Sevgi her şeyin ilacıdır..
Beyaz Diş'in hüzünlü hikayesi beni derinden etkiledi. Jack London'ın eşsiz anlatımıyla hikayeyi adeta yaşadım. Başlangıçta Beyaz Diş'in yavruyken belgesel tadındaki hikayesini gülümseyerek okudum. Yavru kurdun gözünden annesini, babası tek kulağı, doğduğu mağarayı, hayatla ilk tanışmasını ve ilk mücadelelerini hayranlıkla okudum.
Maalesef Beyaz Diş'in hayatı insanla tanışmasıyla altüst oluyor. Beyaz Diş'in tanrı olarak adlandırdığı insanlardan yediği dayakları, gördüğü işkenceleri ta içimde hissettim. Gözyaşlarımı tutamadım.Yaşadıkları yüzünden insanlardan nefret eden Beyaz Diş daha da zalim oluyor.
Okurken hep umut ettim zavallı kurdu seven, birazcık da olsa başını okşayacak bir insanla karşılaşmayacak mı diye. Ve kitabın sonlarında içim rahatladı. Nihayet Onu seven biriyle karşılaştı Beyaz Diş ve bu sevgi onu değiştiriyor. Sevgi her şeyin ilacıdır diye boşuna söylememişler.

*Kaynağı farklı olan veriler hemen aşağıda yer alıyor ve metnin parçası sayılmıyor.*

Issue #408, opened 2026-09-03
Missing coreutils: realpath and yes (both 127)


trieloff:
## Summary

`realpath` and `yes` are not available in the shell, though both are standard POSIX/coreutils utilities that scripts commonly assume.

## Reproduction

```console
$ realpath --version
bash: realpath: command not found
$ yes --version
bash: yes: command not found

$ which realpath yes
(no output, rc=1)
```

Both exit 127. Confirmed with clean non-interactive `bash -c` invocations, so this is not shell-state or PATH noise.

## Why they are worth having

- **`realpath`** — canonicalising a path (resolving `..`, `.`, symlinks) is a routine scripting need, and there is no clean substitute. The usual fallback `cd "$(dirname "$x")" && pwd` is clumsy and changes directory state. Agent-authored scripts reach for `realpath` frequently.
- **`yes`** — the standard way to feed a repeating stream into a pipe (`yes | head -5`, or auto-confirming an interactive prompt). Trivial to implement: write the argument (default `y`) plus a newline in a loop until the pipe closes.

`yes` in particular is a very small amount of code, and its absence tends to hang or break scripts in non-obvious ways rather than failing clearly.

## Context

Found while auditing published command documentation for a site that documents this shell's command surface — both commands were listed as available, and turned out not to exist. Filing here rather than downstream because they are generic shell utilities with no browser/VFS-specific semantics.

Related SLICC-specific gaps (`patch`, `uptime`, `id`, and the `jobs`/`bg`/`fg`/`trap`/`select` builtins) are filed against `ai-ecoverse/slicc` separately, since those need runtime decisions rather than a utility implementation.

## Environment

`just-bash` running as the SLICC browser shell (WASM). Observed 2026-09-03.

PR #409, opened 2026-09-03
feat(yes): implement the yes command

trieloff:
Fixes the `yes` half of #408 (`realpath` follows in a separate PR).

`yes` exited 127, so neither `yes | head -5` nor auto-confirming a prompt worked.

## What it does

- Repeats a line built from the operands joined by single spaces, `y` when there are none.
- GNU option handling: `--help`, `--` ends options, a lone `-` is an operand, and any other dash-prefixed argument is an unknown option even when it follows an operand (getopt permutes) — `yes: invalid option -- 'x'` / `yes: unrecognized option '--forever'`, exit 1.

## The one deliberate deviation

Real `yes` writes until its reader goes away. A pipeline stage here runs to completion before the next one starts, so "until the reader goes away" has no meaning and an unbounded `yes` would just be a hang. The stream is therefore finite:

- it stops after `executionLimits.maxLoopIterations` lines (100k normal, 10k hardened), and
- earlier when the repeated line would no longer fit in `min(maxStringLength, maxOutputSize)`.

`yes | head -3`, `yes n | head -2`, `yes | head -5000 | wc -l` are all exact against real GNU `yes`. A consumer that wants more lines than the bound sees a short stream, which is the trade for not hanging. The bound is spelled out in `yes --help`.

If a single line cannot fit the output budget at all, the existing output-limit error surfaces (`bash: yes: output size limit exceeded (N bytes)`, exit 126) rather than silently printing nothing.

## Tests

- `src/commands/yes/yes.test.ts` — 19 unit tests: operands, `--`, lone `-`, both limit paths, UTF-8 byte accounting, option errors, redirection, `which yes`.
- `src/comparison-tests/yes.comparison.test.ts` + fixtures — 8 cases against real `yes`. Recorded with GNU coreutils on `PATH` (BSD `yes` ignores every operand but the first) and locked so a macOS re-record cannot swap in BSD output.

## Validation

`pnpm typecheck`, `pnpm lint:fix`, `pnpm lint:banned`, `pnpm knip`, `pnpm test:unit`, `pnpm test:comparison` all pass. Five python3/WASM-bundle test files fail identically on unmodified `main` in this environment (no built `dist`), and are untouched by this change.

### DIFF
--- a/.changeset/yes-command.md
+++ b/.changeset/yes-command.md
@@ -1,0 +1,5 @@
+---
+"just-bash": minor
+---
+
+Add the `yes` command. `yes [STRING]...` repeats a line built from its operands (`y` when there are none), so `yes | head -3` and `yes | some-prompt` work instead of failing with exit 127. Because pipeline stages here run to completion rather than streaming, the stream is finite: it ends after `executionLimits.maxLoopIterations` lines, or earlier if the repeated line would exceed the output size limit.
--- a/packages/just-bash/AGENTS.npm.md
+++ b/packages/just-bash/AGENTS.npm.md
@@ -80,7 +80,7 @@ const result = await bash.exec("cat input.txt | grep pattern");
 
 **File operations**: `basename`, `chmod`, `cp`, `dirname`, `du`, `file`, `find`, `ln`, `ls`, `mkdir`, `mv`, `od`, `pwd`, `readlink`, `rm`, `rmdir`, `split`, `stat`, `touch`, `tree`
 
-**Utilities**: `alias`, `base64`, `bash`, `clear`, `curl`, `date`, `diff`, `echo`, `env`, `expr`, `false`, `gzip`, `gunzip`, `help`, `history`, `hostname`, `html-to-markdown`, `md5sum`, `printenv`, `printf`, `seq`, `sh`, `sha1sum`, `sha256sum`, `sleep`, `tar`, `tee`, `time`, `timeout`, `true`, `unalias`, `which`, `whoami`, `zcat`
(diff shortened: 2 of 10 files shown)


trieloff:
Thanks for the review. All three findings are addressed in f517e015, each checked against GNU coreutils `yes` first.

- **Grouped short options.** `yes -xy` now reports `yes: invalid option -- 'x'`, which is what GNU does (getopt stops at the letter it rejected). Long options still report the whole `--name`.
- **Unbounded join.** The line is now built with `boundedJoin`, so many large operands are charged before the string is constructed instead of after. The newline stays charged to the repetition so the reported limit equals the configured one rather than `limit - 1`.
- **`maxLoopIterations: 0`.** No longer forced up to one line: zero permitted iterations now emits nothing and exits 0, so the documented bound holds at zero. A single line that cannot fit the size limit is still attempted, so the limit is reported rather than silently printing nothing.

Four new unit tests cover these (grouped option, zero iterations, join-charged limit, newline charged to the line), 23 in the file total.

On the portability point about `Infinity` limits: `BoundedStringBuilder` rejects a non-finite `maxBytes`, and that is repo-wide rather than something `yes` introduces — `set` also exits 126 under `executionLimits: { maxOutputSize: Infinity }`. Happy to fix it in `bounded-builder.ts` in a separate PR if you want it treated as a bug rather than as a limit configuration that is out of contract.

The failing checks are the Vercel deploys, which need a Vercel Labs member to authorize a deploy from a fork. Every GitHub Actions check passes.

cramforce:
Please sign the commit!
@auto-maintain review

trieloff:
Signed. Both commits on this branch are now GPG-signed with my key and show as Verified: the author stays `Claude Code <noreply@anthropic.com>` and I am the committer, which is what lets GitHub verify the signature against my account.

The rebase also picked up the current `main`, so the branch is up to date. The tree is byte-identical to what was reviewed before the rewrite (verified with `git diff` against the old tip), and I re-ran typecheck plus the unit and comparison suites on the new base: all green apart from the pre-existing python3/WASM failures that also fail on unmodified `main` in my environment.

@auto-maintain review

Jack London bu eserinde şunu gösteriyor: insan kadar vahşi yaratık yoktur. İnsan dışında doğadaki tüm canlılar kurtlar, vaşaklar,gelincikler... yaşamlarını sürdürebilmek için iç güdüsel olarak avlanıyorlar ama insan öyle değil çıkarı için yapamayacağı kötülük, zalimlik yok.
Kitabı okumanızı tavsiye ederim. Beyaz Diş dayak yerken işkence görürken kitabın içine girip Onu kurtarmak Ona için zor tutacaksınız kendinizi...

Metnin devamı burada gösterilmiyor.